LAKE MILLE LACS – Minnesota has been inhabited for more than 12,000 years, dating to the Clovis peoples, a short-lived bunch who spent a lot of time worrying about the unwelcome advances of mammoths, mastodons and saber-tooth cats.
Tensions among state residents today adhere to a somewhat less life-threatening tack, among these the apprehension that arises while deciding whether to eat pizza in a restaurant or, at twice the price, in a farmyard, and whether and how much to wager that Gophers football fans — or really anyone in Minnesota — ever will chant in unison, "Row the boat.''
Major concerns, these.
But more consummately unnerving, to anglers as well as non-anglers, will be the disquiet that wafts across Mille Lacs beginning at 6:40 a.m. Sunday when three fishermen — in many ways, prize fighters, each — duke it out for several hours on this giant lake, mano-a-mano, cast after cast.

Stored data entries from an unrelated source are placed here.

PR #25049, opened 2022-04-04
fix(datetime): handle invalid dates when value changes

sean-perkins:
## Pull request checklist

## Pull request type

 

 

- [x] Bugfix
- [ ] Feature
- [ ] Build related changes

When assigning an invalid value to a datetime in Firefox, such as:
```
document.querySelector('ion-datetime[presentation="time"]').value = '4:10'; // Valid value would be 04:10
```
In Firefox an exception will be thrown that states:
> TypeError: parseDate(...) is undefined

This exception is not present in Safari or Chrome and isn't helpful or clear to developers. 

## What is the new behavior?

- Adds check for a valid parsable date before trying to assign active parts
- No exception is thrown in Firefox
- Warning is logged to the developer that an invalid date string was provided

- [ ] Yes
- [x] No


core/src/utils/test/playwright.ts
```diff
@@ -106,6 +106,8 @@ export const test = base.extend<CustomFixtures>({
     page.setIonViewport = async () => {
       const currentViewport = page.viewportSize();
 
+      await page.waitForSelector('ion-content');
```
liamdebeasi, line 109: With the other fix I merged into `main`, is this still needed?

liamdebeasi (approved):
Looks good other than the comment. Don't forget to update the commit subject to be more descriptive. Maybe something like "warn when parsing an invalid date value"?

amandaesmith3 (approved):

core/src/utils/test/playwright.ts
sean-perkins: The behavior it was added to resolve, was fixed by your other changes. There is some value of it existing, in that we shouldn't be calling `setIonViewport` on a test template that doesn't use `ion-content`. If we use the `waitForSelector`, an invalid test will fail and help inform that that tag is expected in the test file. I think this is rare though, so I'd be happy to remove for now and re-add if we would find value in the safe guard.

To the winner will go $100,000 and the title Bassmaster Angler of the Year.
To the non-winners will go … still-hefty paychecks, given the contest's $1 million total purse. But no trophy.

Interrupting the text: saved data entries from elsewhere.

PR #25057, opened 2022-04-04
feat(modal): clicking handle advances to the next breakpoint

sean-perkins:
## Pull request checklist

## Pull request type

 

 

- [ ] Bugfix
- [x] Feature
- [ ] Build related changes

When clicking the handle inside a sheet modal, it does not advance to the next breakpoint.

Issue URL: #24069

## What is the new behavior?

Clicking the handle will advance to the next breakpoint. If the user is at the last breakpoint, the sheet will advance to the first non-zero breakpoint.

While native iOS does have the ability to double tap the handle to dismiss the sheet modal (in certain experiences), we are not replicating that behavior in this feature. I believe that UX could be confusing and disruptive to users.

- [ ] Yes
- [x] No


core/src/components/modal/modal.tsx
```diff
@@ -689,6 +689,26 @@ export class Modal implements ComponentInterface, OverlayInterface {
...
+       * Defaults to the first breakpoint. If the first breakpoint is 0, we select
+       * the second breakpoint to avoid tapping the handle to dismiss the sheet.
+       */
+      let nextBreakpoint = breakpoints[0] || breakpoints[1];
+      if (currentBreakpointIndex !== breakpoints.length - 1) {
+        /**
+         * Since the current breakpoint is not the last breakpoint,
+         * we advance to the next breakpoint.
+         */
+        nextBreakpoint = breakpoints[currentBreakpointIndex + 1];
```
liamdebeasi, line 706: Optional, An alternative way of doing this:

```suggestion

     const allowedBreakpoints = breakpoints.filter(b => b !== 0);
     const currentBreakpointIndex = allowedBreakpoints.indexOf(currentBreakpoint);
     const nextBreakpoint = (currentBreakpointIndex + 1) % allowedBreakpoints.length;
     
     this.setCurrentBreakpoint(nextBreakpoint);
```

The modulo operator ensures we never go out of bounds on the breakpoints array.

core/src/components/modal/modal.tsx
```diff
@@ -756,7 +776,7 @@ export class Modal implements ComponentInterface, OverlayInterface {
           part="content"
           ref={el => this.wrapperEl = el}
         >
-          {showHandle && <div class="modal-handle" part="handle"></div>}
+          {showHandle && <div class="modal-handle" part="handle" onClick={this.onHandleClick}></div>}
```
liamdebeasi, line 779: Since this is not a button, does Axe or other assistive tech not like this?

sean-perkins: Will confirm, I would assume it is an issue. Should be a button based on the revised behavior. Good catch 👍

core/src/components/modal/modal.tsx
sean-perkins: This solution will need to be adapted to:
```ts
const allowedBreakpoints = breakpoints.filter(b => b !== 0);
const currentBreakpointIndex = allowedBreakpoints.indexOf(currentBreakpoint);
const nextBreakpointIndex = (currentBreakpointIndex + 1) % allowedBreakpoints.length + 1;

this.setCurrentBreakpoint(breakpoints[nextBreakpointIndex]);
```

Plugging the original in; `nextBreakpoint` was actually the index position of the breakpoint. After swapping that to `breakpoints[nextBreakpoint]`, it was always evaluating the current breakpoint instead of the next value.

Does the updated snippet look correct to you? Confirmed locally that it loops through the values as expected.

liamdebeasi: That works as well. Another option is to just use `allowedBreakpoints` when calling `setCurrentBreakpoint`. That way you don't have to add `1` to the result every time.

core/src/components/modal/modal.tsx
```diff
@@ -756,7 +771,7 @@ export class Modal implements ComponentInterface, OverlayInterface {
           part="content"
           ref={el => this.wrapperEl = el}
         >
-          {showHandle && <div class="modal-handle" part="handle"></div>}
+          {showHandle && <button class="modal-handle" part="handle" type="button" onClick={this.onHandleClick}></button>}
```
liamdebeasi, line 774:
```suggestion
          {showHandle && <button class="modal-handle" part="handle" onClick={this.onHandleClick}></button>}
```

The type is redundant when we are using `<button>`

core/src/components/modal/modal.scss
```diff
@@ -124,6 +124,8 @@
    */
   transform: translateZ(0);
 
+  border: 0;
```
liamdebeasi, line 127: Should this also have `cursor: pointer` too?

core/src/components/modal/modal.tsx
```diff
@@ -689,6 +689,21 @@ export class Modal implements ComponentInterface, OverlayInterface {
     return this.currentBreakpoint;
   }
 
+  private onHandleClick = () => {
+    const { breakpoints, currentBreakpoint } = this;
```
liamdebeasi, line 693: Tabbing to the handle and pressing Enter multiple times causes the animation to jump.

https://user-images.githubusercontent.com/2721089/161641895-824bebbe-9e22-43fa-821c-6743f0d26c36.mov

core/src/components/modal/modal.tsx
liamdebeasi, line 774: Comparing with native iOS, VoiceOver will announce something like "sheet grabber, button, double tap to expand the sheet". When the sheet is expanded it will say "sheet grabber, button, double tap to collapse the sheet".

Ours just says "web dialog, button" which is not very helpful. We may not be able to get full parity with native, but can we find a way to make the read out more descriptive?

core/src/components/modal/modal.tsx
```diff
@@ -689,6 +689,21 @@ export class Modal implements ComponentInterface, OverlayInterface {
     return this.currentBreakpoint;
   }
 
+  private onHandleClick = () => {
```
amandaesmith3, line 692: The default handle is tiny, so clicking on it is super fiddly. You can drag the whole header, so maybe it would make sense to allow clicking that instead? 🤔 Failing that, maybe some padding or a wrapper element or something around the handle to expand the clickable space?

amandaesmith3 (changes requested):

core/src/components/modal/modal.tsx
sean-perkins: I think padding around the clickable space could make a lot of sense here. I wouldn't advise we add clicking to the header, as it would be different behavior than native.

core/src/components/modal/modal.tsx
sean-perkins: Adjusted this behavior slightly, so that advancing is tied to keyup instead of keydown. Setting the current breakpoint does not currently wait for the previous transition to finish. If you perform an action while a transition is inflight, it will disrupt the transition.

amandaesmith3: Looks like it's still jumping if you mash Enter; I feel like if there's a transition in progress when you click/activate the handle, it should just do nothing.

sean-perkins: @amandaesmith3 to confirm, if the user performs any action (clicking the handle or pressing enter), while the sheet modal is actively transitioning, the expected behavior would be to perform no operation (skip the interaction)?

amandaesmith3: Looking back at the code, `present` and `dismiss` will both wait for the current transition and then go through with the attempted interaction, so we should probably go with that instead here. Thinking on it, if I hit Enter twice quickly, having it only move to the next breakpoint once would feel off. 🤔

core/src/components/modal/modal.tsx
```diff
@@ -719,6 +719,37 @@ export class Modal implements ComponentInterface, OverlayInterface {
...
+    if (ev.key === 'Enter') {
+      this.moveToNextBreakpoint();
+    }
+  };
+
+  private onHandleKeyDown = (ev: KeyboardEvent) => {
+    if (ev.key === 'Enter') {
+      ev.preventDefault();
+    }
+  };
```
liamdebeasi, line 751: What does this do? Typically pressing Enter/Space also dispatches a click event, so `onHandleClick` should be sufficient.

core/src/components/modal/modal.tsx
```diff
@@ -786,7 +817,17 @@ export class Modal implements ComponentInterface, OverlayInterface {
         {mode === 'ios' && <div class="modal-shadow"></div>}
 
         <div role="dialog" class="modal-wrapper ion-overlay-wrapper" part="content" ref={(el) => (this.wrapperEl = el)}>
-          {showHandle && <div class="modal-handle" part="handle"></div>}
+          {showHandle && (
+            <button
+              class="modal-handle"
+              part="handle"
+              aria-label="Activate to adjust the size of the card overlaying the dialog"
```
liamdebeasi, line 824: What does "card overlaying the dialog" mean? The modal itself is a dialog.

core/src/components/modal/modal.tsx
sean-perkins: Waiting for the transition feels like it would conflict with the design document for the API of moving to a breakpoint:
> If the user is in the middle of a gesture when this API is called, the user will be transitioned to the breakpoint value called by the API.

Unless we can cancel the current transition and immediately kick-off the new transition without a glitchy experience. I can do some more discovery on this.

core/src/components/modal/modal.tsx
sean-perkins: Yeah this should probably read:
> Activate to adjust the size of the card overlaying the screen.

It was adapted from the maps example of:
> Card controller half screen, adjust the size of the card overlaying the map.

Thoughts?

liamdebeasi: Yeah I like that

core/src/components/modal/modal.tsx
sean-perkins: Updated the behavior, curious to both of your thoughts/feedback/alternatives. It now won't skip/jitter when you hold the enter key, but it will only performs moving to the next breakpoint when the current animation finishes. Hard to demonstrate in a recording.

amandaesmith3: So when I try it, pressing Enter twice rapidly makes it only move once. It seems like it'll just eat your input if the animation is currently running. My guess is that since the current breakpoint doesn't actually update until after the animation finishes (triggered [here](https://github.com/ionic-team/ionic-framework/blob/main/core/src/components/modal/gestures/sheet.ts#L215)), `nextBreakpoint` is calculated as the same thing for both Enter presses. Which would make the second press not really do anything.

That said, I'm okay with the behavior as-is. Up to you if you want to change it, though if we stick with it as-is, the code should probably be cleaned up to make it more clear.

sean-perkins:
> Nice you tackled this 😊 Maybe it would be good to add a property to be able to disable this behaviour? There are apps that have this and others that don't have this…

@EinfachHans oddly enough just had this exact conversation with the team 😆  we are going to hold on this PR until after 6.1.0 to write up a feature design document that covers the API additions and user behavior. Originally we anticipated this as a bug fix, but after comparing against other app patterns, we noticed that:
1. Showing/hiding the handle is configurable in Swift/iOS
2. Some apps support clicking the handle, others do not

While this is a nice user enhancement, we want to make sure we get it right and offer the best configurations for developers to make use of it for their apps.

Abuturab1234:
Looking back at the code, present and dismiss will both wait for the[ current transition](<a href="https://www.royalfalconevents.com/">text </a>) and then go through with the attempted interaction, so we should probably go with that instead here. Thinking on it, if I hit Enter twice quickly, having it only move to the next breakpoint once would feel off.

sean-perkins:
Closing in favor of: https://github.com/ionic-team/ionic-framework/pull/25540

Among the 50 pro fishermen who will be on Mille Lacs on Sunday vying for the championship, the lead contestant is Idaho angler Brandon Palaniuk.
After nine Bassmaster Elite Series tournaments this year that began on Cherokee Lake in Tennessee in February and ended on Lake St. Clair in Michigan last month, Palanuik led a field of more than 100 anglers by a slight 15-point margin heading into the three-day Angler of the Year Championship that began Thursday on Mille Lacs and ends Sunday.